# [TASK BRIEF]
Go over the data and work out how many lines include the word "Otherwise". Give that number only.
[SOURCE MATERIAL Boundary: Start]
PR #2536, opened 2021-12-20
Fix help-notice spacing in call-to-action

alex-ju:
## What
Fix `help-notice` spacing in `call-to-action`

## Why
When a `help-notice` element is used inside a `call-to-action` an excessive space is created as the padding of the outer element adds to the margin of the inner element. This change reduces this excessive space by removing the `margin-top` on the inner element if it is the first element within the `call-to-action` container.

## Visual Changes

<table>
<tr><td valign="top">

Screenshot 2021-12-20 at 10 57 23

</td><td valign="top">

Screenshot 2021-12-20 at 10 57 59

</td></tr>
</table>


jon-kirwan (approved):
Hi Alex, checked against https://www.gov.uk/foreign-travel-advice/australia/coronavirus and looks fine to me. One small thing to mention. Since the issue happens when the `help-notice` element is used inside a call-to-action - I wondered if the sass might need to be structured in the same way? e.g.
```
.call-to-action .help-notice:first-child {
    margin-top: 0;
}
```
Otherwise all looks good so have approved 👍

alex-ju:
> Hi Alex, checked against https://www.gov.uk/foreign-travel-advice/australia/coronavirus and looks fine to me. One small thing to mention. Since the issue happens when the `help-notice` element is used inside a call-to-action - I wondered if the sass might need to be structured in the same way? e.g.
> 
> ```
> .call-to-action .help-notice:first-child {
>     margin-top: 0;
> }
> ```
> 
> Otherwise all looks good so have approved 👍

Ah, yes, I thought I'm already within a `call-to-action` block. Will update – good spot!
[SOURCE MATERIAL Boundary: End]
[SOURCE MATERIAL Boundary: Start]
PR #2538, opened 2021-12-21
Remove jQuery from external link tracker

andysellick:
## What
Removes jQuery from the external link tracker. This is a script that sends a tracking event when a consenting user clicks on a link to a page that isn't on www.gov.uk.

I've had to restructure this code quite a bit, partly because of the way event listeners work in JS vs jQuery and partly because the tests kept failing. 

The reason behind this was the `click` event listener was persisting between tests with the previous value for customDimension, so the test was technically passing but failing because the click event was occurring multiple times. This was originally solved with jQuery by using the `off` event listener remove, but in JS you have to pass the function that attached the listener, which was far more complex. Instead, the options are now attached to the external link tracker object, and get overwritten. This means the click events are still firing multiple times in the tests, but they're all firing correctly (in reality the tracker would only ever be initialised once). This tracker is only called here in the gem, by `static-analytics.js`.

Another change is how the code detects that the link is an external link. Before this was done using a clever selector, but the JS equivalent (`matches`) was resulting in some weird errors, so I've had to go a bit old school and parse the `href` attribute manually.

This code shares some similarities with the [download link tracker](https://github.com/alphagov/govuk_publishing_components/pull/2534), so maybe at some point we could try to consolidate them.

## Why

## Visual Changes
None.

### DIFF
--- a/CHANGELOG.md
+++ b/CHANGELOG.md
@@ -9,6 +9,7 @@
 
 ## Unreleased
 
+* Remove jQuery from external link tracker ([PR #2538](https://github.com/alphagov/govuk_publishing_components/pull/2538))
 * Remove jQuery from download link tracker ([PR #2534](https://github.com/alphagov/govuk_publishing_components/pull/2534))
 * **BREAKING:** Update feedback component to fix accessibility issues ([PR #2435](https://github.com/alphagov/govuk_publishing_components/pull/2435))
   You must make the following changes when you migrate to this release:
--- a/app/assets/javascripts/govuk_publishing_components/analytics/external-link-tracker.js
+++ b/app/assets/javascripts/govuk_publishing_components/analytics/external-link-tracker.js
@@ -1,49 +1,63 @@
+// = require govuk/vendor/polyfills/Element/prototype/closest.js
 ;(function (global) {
[SOURCE MATERIAL Boundary: End]
# [ANSWER FOR THE TASK]
2